**ASSIGNED TASK:**
All that should be output is the block of lines below from the line with "PR #2155, opened 2024-01-19" to the line with "No, but relates", both included, exactly as written.
-------- DATA SUPPLIED
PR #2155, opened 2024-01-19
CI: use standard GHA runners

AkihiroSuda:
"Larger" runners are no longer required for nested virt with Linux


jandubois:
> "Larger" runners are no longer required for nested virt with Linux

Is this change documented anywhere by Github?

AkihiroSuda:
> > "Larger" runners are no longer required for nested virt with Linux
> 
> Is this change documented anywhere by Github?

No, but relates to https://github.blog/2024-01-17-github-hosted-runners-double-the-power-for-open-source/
----------------
-------- DATA SUPPLIED
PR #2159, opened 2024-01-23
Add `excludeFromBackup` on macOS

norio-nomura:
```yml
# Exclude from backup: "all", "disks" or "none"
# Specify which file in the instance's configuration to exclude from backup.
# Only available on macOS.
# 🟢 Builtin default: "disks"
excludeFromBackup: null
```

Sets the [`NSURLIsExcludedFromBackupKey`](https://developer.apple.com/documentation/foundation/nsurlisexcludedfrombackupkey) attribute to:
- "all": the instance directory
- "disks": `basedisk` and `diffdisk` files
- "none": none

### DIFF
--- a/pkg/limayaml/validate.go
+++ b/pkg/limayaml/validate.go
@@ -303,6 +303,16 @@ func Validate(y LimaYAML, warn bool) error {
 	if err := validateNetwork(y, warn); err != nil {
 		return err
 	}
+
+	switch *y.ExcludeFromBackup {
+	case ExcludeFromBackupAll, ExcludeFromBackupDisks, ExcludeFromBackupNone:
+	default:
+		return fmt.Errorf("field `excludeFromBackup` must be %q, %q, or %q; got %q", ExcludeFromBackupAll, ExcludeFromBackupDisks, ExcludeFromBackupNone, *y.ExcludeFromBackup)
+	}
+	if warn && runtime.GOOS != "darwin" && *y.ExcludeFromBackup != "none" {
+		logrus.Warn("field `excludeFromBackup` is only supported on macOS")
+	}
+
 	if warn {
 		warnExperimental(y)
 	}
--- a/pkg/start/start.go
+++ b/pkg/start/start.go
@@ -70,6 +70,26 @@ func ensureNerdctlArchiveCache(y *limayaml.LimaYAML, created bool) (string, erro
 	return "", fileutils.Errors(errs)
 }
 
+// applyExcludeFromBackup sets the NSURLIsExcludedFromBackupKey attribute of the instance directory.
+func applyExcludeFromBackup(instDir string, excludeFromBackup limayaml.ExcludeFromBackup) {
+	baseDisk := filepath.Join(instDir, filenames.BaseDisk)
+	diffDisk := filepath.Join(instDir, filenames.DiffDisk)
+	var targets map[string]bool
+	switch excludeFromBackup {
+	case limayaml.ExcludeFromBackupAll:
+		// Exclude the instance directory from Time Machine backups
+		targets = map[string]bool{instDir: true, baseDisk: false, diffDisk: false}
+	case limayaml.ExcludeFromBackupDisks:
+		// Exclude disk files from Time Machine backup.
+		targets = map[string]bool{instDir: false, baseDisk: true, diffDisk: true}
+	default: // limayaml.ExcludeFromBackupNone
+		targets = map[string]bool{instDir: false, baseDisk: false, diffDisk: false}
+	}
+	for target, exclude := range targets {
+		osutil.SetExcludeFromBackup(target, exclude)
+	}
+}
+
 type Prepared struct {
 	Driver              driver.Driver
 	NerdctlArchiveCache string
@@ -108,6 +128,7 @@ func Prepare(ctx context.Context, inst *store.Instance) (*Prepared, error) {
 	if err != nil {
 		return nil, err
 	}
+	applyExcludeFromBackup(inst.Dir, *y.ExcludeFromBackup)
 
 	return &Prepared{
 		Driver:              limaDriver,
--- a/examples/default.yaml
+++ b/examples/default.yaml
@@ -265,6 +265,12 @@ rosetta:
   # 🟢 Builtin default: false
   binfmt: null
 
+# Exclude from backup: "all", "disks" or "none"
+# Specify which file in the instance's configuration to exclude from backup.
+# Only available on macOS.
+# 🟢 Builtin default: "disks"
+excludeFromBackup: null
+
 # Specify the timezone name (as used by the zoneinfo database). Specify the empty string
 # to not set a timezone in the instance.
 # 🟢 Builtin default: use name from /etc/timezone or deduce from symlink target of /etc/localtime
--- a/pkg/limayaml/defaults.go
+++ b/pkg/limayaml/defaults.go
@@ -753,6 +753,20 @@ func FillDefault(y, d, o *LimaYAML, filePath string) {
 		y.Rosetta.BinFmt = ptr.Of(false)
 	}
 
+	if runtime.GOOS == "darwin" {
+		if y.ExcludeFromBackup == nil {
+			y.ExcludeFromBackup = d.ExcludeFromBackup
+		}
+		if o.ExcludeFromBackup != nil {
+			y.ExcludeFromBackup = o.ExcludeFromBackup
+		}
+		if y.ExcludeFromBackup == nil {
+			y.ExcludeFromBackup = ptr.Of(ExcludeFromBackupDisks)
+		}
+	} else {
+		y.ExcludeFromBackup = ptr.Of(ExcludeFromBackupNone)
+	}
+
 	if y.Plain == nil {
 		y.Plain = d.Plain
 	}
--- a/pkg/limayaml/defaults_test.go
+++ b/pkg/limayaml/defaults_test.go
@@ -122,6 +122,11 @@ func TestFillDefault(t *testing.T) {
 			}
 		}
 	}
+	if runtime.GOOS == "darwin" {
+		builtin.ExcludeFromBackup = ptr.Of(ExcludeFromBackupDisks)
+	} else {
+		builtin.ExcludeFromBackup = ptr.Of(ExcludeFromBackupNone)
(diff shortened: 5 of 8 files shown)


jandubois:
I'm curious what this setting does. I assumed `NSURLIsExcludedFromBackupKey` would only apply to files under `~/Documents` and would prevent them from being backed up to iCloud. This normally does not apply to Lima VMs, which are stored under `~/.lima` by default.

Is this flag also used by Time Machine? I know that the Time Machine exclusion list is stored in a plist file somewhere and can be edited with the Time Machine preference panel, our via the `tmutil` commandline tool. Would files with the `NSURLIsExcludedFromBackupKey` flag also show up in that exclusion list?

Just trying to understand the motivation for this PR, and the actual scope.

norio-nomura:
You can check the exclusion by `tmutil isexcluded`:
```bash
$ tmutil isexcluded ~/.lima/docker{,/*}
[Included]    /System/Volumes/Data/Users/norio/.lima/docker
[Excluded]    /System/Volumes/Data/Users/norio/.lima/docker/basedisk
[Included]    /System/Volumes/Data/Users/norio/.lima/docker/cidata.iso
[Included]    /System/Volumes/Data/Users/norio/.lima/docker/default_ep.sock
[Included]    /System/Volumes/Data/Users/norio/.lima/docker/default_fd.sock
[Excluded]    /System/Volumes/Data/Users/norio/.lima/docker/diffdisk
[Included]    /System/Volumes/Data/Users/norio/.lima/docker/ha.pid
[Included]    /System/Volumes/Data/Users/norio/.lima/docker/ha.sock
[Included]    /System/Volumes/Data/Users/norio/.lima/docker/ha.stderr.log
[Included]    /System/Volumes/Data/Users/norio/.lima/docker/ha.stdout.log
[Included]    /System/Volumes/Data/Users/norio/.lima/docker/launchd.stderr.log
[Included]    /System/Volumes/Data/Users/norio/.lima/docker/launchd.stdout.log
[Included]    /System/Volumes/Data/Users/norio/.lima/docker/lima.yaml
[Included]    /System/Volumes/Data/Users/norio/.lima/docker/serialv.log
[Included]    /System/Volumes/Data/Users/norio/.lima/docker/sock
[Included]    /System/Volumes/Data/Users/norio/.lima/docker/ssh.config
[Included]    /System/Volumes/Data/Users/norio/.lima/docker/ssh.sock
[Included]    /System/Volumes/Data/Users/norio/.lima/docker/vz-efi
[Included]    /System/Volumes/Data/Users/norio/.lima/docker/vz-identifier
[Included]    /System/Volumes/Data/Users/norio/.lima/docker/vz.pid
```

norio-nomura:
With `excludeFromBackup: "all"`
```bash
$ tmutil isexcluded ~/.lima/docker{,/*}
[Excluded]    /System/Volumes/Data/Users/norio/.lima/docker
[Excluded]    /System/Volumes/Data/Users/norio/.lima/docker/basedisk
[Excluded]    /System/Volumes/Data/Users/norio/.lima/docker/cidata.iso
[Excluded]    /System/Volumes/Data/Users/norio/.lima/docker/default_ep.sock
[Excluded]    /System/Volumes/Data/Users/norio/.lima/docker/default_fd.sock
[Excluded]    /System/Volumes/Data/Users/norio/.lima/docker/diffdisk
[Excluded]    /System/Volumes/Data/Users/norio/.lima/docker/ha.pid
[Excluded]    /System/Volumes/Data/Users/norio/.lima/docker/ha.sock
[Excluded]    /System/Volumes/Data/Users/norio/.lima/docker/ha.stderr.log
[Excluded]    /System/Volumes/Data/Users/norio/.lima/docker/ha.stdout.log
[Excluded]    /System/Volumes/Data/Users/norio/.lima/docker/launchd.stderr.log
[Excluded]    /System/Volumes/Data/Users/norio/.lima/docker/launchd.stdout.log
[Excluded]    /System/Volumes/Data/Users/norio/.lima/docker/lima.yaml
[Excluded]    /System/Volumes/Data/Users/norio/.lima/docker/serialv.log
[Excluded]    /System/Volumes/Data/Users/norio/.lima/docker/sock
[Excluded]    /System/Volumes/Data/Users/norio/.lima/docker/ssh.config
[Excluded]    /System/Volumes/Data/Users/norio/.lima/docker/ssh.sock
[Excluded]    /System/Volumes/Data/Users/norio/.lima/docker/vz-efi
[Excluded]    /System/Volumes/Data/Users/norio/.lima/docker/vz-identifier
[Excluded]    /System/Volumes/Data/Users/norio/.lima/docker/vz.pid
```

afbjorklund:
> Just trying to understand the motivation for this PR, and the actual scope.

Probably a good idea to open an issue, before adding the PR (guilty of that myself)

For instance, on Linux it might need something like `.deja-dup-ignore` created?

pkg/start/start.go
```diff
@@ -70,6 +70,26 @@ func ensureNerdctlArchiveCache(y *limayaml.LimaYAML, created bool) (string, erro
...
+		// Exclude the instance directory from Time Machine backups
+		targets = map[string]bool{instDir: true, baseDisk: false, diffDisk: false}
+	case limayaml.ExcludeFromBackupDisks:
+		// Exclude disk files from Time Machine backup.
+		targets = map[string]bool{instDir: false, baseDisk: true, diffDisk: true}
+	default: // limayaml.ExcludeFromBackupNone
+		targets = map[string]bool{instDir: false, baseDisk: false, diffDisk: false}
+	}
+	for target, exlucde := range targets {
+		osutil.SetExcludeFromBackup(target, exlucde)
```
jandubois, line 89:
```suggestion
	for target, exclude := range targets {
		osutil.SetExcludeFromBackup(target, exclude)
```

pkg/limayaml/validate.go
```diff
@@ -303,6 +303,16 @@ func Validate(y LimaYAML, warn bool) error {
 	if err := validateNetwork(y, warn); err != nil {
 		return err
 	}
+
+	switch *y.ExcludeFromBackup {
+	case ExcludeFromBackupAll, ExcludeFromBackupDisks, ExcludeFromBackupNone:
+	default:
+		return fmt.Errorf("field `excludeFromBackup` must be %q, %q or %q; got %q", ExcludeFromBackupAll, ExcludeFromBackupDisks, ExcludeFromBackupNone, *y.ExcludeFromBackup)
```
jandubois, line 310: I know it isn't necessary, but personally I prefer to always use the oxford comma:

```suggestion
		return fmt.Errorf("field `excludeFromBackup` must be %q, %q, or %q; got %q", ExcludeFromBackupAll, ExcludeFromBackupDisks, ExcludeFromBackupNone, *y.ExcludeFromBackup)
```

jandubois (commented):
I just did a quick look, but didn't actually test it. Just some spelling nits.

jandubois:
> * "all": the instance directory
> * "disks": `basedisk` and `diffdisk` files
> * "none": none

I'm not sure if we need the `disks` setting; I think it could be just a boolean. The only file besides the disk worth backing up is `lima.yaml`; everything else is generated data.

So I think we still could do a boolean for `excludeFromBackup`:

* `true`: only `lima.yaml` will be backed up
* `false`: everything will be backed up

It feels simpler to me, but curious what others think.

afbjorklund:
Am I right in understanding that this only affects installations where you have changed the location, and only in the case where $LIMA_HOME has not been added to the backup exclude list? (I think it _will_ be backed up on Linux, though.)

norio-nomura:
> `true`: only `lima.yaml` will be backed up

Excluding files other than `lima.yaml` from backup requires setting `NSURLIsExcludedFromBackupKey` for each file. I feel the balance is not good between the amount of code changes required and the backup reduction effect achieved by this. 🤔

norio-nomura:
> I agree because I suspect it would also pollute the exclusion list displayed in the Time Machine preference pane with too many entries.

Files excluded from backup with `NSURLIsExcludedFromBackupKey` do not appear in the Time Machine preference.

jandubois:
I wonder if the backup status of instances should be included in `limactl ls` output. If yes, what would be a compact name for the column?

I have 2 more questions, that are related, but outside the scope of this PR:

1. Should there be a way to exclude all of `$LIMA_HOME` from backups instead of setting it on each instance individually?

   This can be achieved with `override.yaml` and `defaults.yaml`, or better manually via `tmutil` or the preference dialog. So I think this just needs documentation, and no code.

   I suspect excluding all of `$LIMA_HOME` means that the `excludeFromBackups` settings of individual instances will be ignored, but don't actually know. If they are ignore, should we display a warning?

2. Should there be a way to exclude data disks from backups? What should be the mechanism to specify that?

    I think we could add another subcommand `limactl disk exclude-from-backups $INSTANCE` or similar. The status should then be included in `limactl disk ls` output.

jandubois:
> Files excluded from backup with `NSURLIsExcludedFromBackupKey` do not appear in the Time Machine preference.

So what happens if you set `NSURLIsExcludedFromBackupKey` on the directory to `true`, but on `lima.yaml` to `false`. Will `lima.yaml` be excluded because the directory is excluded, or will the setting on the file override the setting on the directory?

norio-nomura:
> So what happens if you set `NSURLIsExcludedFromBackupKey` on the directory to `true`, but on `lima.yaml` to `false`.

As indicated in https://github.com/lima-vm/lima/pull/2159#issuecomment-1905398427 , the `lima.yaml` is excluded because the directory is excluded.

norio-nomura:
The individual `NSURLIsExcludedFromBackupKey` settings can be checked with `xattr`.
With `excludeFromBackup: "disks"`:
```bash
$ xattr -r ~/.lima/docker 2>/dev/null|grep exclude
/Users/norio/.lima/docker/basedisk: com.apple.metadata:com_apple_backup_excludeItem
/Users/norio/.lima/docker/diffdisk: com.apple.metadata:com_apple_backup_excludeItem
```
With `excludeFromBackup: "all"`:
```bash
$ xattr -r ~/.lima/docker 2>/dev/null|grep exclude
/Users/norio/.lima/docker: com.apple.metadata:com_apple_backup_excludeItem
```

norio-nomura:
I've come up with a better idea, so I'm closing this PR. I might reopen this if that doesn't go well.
----------------
**TASK SOLUTION:**
PR #2155, opened 2024-01-19
CI: use standard GHA runners

AkihiroSuda:
"Larger" runners are no longer required for nested virt with Linux


jandubois:
> "Larger" runners are no longer required for nested virt with Linux

Is this change documented anywhere by Github?

AkihiroSuda:
> > "Larger" runners are no longer required for nested virt with Linux
> 
> Is this change documented anywhere by Github?

No, but relates to https://github.blog/2024-01-17-github-hosted-runners-double-the-power-for-open-source/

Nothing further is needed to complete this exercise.